Excerpt from the article, but recommend the whole thing:
… said Maxwell. “I knew Hoover was especially impressed and worried by the busy crossroads of black protest, leftwing politics, and literary potential. But I was surprised to learn that the FBI had read, monitored, and ‘filed’ nearly half of the nationally prominent African American authors working from 1919 (Hoover’s first year at the Bureau, and the first year of the Harlem Renaissance) to 1972 (the year of Hoover’s death and the peak of the nationalist Black Arts movement). In this, I realized, the FBI had outdone most every other major institution of US literary study, only fitfully concerned with black writing.”
Maxwell’s book about his discovery, FB Eyes: How J Edgar Hoover’s Ghostreaders Framed African American Literature, is out on 18 February from Princeton University Press. It argues that the FBI’s attention was fueled by Hoover’s “personal fascination with black culture”, that “the FBI is perhaps the most dedicated and influential forgotten critic of African American literature”, and that “African American literature is characterised by a deep awareness of FBI ghostreading”.
Princeton said that while it is well known that Hoover was hostile to Martin Luther King and the civil rights movement, Maxwell’s forthcoming book is the first exposé of “the extent to which the FBI monitored and influenced African American writing” between 1919 and 1972.

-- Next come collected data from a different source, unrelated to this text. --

Issue #196, opened 2022-03-16
Include `msgpack` for Rubicon-ml pip instsall


shania-m:
**Describe the bug**
`msgpack` is a needed dependency for `intake`. Currently `intake` doesn't install `msgpack` if we use pip install for rubicon-ml. 
**Steps/Code to reproduce bug**

Run through the steps of [publish-package](https://github.com/capitalone/rubicon-ml/blob/main/.github/workflows/publish-package.yml) workflow. After you have installed the package locally with pip, run [quick-look.ipynb](https://github.com/capitalone/rubicon-ml/blob/main/notebooks/quick-look.ipynb). The notebook should fail with this error: `ModuleNotFoundError: No module named 'msgpack'` on cell 9

**Expected behavior**
After adding the dependency `msgpack` to the required section of [setup](https://github.com/capitalone/rubicon-ml/blob/main/setup.cfg), the dependency should be available in with pip install. I'd like to have this pack individual `msgpack`  added when a user installs `rubicon-ml` with `pip install rubicon-ml`

PR #199, opened 2022-03-17
update intake dependency to include `msgpack` when using `pip`

ryanSoley:
closes: #196 

---

## What
  * for some reason the regular intake install doesnt install msgpack even though its [listed in its requirements](https://github.com/intake/intake/blob/master/requirements.txt#L7)
  * installing `intake[dataframe]` fixes this
    * the issue doesn't manifest on conda install as there are no optional dependencies in conda, so the [dataframe] one is always installed


shania-m (approved):
LGTM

… The academic told the Guardian that he believes the FBI monitoring stems from the fact that “from the beginning of his tenure at the FBI … Hoover was exercised by what he saw as an emerging alliance between black literacy and black radicalism”.
Highly recommended:
http://www.theguardian.com/books/2015/feb/09/fbi-monitored-african-american-writers-j-edgar-hoover
Richard Wright’s ditty is wonderful:
“every place I look, Lord / I find FB eyes / I’m getting sick and tired of gover’ment spies”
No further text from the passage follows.